Abstract The presence of pores in parts generated via metal Additive Manufacturing (AM) may substantially impact their mechanical performance. To understand the resulting performance, it is essential to identify the quantitative relationship between the size, shape, and location of the pores and the mechanical properties of the manufactured part. To obtain insight into this relationship, we have initiated the development of a stochastic framework that takes as input digital microscope images of AM part sections and provides as output the distribution of mechanical properties of interest such as the apparent (in the global sense) yield stress and the stress-strain response. The distribution of these pores has a semi-stochastic nature, which depends on the process type, process parameters, material type, and AM path. Firstly, we calculate various pore metrics using digital image processing techniques. The metrics are related to geometric characteristics, such as the distance of the pore from the specimen surface. Subsequently, we generate a two-dimensional distribution based on non-parametric principles.
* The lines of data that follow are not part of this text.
PR #4454, opened 2026-09-15
feat(turn): resolve the default host from the operator credential

huangruiteng:
## What changed

The bounded Turn default host is now resolved from the operator's own credential
facts instead of being fixed to the managed host:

We use this distribution to sample exemplified geometries and develop multiple Finite Element Models (FEM). Then we perform virtual experiments to calculate the non-linear stress-strain response for each FEM. The results are then distributed to bins in order to generate distributions and histograms of mechanical properties of interest. We demonstrate the framework by applying it on an AM-produced conformal pressure vessel to show its capacity in computing the distribution of relevant quantities.